* **WHAT YOU WILL DO**:
Search the records that follow and extract every line containing the string "discovered".

···

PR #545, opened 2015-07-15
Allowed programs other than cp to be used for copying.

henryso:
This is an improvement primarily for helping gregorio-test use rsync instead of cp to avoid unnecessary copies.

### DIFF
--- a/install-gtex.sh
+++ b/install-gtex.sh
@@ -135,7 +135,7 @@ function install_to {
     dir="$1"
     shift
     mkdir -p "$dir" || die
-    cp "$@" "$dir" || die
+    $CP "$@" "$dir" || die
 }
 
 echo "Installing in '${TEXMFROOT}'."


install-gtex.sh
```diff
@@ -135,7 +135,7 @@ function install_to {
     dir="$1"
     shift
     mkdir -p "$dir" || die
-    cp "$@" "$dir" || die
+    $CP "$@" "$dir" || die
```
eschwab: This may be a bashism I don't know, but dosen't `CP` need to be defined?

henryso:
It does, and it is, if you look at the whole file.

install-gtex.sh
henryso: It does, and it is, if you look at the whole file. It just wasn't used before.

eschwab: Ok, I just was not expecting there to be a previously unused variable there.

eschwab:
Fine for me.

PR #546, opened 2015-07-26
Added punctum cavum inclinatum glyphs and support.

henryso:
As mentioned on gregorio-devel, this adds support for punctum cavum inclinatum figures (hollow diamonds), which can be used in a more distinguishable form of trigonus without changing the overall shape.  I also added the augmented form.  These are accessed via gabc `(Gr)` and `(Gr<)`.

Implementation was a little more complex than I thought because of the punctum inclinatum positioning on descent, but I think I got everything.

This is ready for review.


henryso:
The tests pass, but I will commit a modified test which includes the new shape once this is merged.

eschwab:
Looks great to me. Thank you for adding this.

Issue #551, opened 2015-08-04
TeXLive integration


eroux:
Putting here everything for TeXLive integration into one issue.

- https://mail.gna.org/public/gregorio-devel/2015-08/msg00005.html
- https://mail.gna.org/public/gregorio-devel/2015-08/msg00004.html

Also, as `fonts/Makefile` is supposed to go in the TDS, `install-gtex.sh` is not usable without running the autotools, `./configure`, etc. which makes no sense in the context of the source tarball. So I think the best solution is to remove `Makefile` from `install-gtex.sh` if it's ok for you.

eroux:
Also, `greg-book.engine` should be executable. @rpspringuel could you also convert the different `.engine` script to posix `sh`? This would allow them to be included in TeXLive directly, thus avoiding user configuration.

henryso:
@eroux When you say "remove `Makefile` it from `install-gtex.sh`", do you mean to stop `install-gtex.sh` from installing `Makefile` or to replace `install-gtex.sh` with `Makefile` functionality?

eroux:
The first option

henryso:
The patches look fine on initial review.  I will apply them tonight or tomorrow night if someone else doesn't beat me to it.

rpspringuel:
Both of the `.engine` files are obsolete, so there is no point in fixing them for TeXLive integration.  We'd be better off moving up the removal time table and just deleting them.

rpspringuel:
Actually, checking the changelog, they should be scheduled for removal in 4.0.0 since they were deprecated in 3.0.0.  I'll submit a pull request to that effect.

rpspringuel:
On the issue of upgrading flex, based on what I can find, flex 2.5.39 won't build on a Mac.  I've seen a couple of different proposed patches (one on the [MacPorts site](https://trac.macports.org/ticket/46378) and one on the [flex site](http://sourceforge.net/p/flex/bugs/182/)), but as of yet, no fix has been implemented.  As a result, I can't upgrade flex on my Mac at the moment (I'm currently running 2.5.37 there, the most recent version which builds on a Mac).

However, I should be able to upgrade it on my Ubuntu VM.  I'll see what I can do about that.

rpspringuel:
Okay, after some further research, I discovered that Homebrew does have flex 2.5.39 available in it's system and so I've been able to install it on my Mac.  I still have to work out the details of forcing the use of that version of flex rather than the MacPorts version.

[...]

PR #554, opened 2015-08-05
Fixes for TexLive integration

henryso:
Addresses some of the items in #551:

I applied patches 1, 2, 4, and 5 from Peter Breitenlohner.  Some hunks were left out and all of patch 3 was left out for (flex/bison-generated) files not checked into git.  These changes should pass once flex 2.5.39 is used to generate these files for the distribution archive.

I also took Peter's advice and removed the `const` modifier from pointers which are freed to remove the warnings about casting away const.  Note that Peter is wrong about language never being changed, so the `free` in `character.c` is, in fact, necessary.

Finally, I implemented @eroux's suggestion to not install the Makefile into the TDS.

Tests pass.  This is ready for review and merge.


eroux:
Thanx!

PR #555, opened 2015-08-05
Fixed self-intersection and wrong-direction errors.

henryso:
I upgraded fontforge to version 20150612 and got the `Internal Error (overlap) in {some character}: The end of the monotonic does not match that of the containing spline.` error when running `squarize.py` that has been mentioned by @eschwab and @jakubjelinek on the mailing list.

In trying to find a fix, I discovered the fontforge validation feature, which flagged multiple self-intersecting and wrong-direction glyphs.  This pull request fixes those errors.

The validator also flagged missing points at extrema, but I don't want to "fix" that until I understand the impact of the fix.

···

* **ANSWER SECTION**:
Okay, after some further research, I discovered that Homebrew does have flex 2.5.39 available in it's system and so I've been able to install it on my Mac.  I still have to work out the details of forcing the use of that version of flex rather than the MacPorts version.
In trying to find a fix, I discovered the fontforge validation feature, which flagged multiple self-intersecting and wrong-direction glyphs.  This pull request fixes those errors.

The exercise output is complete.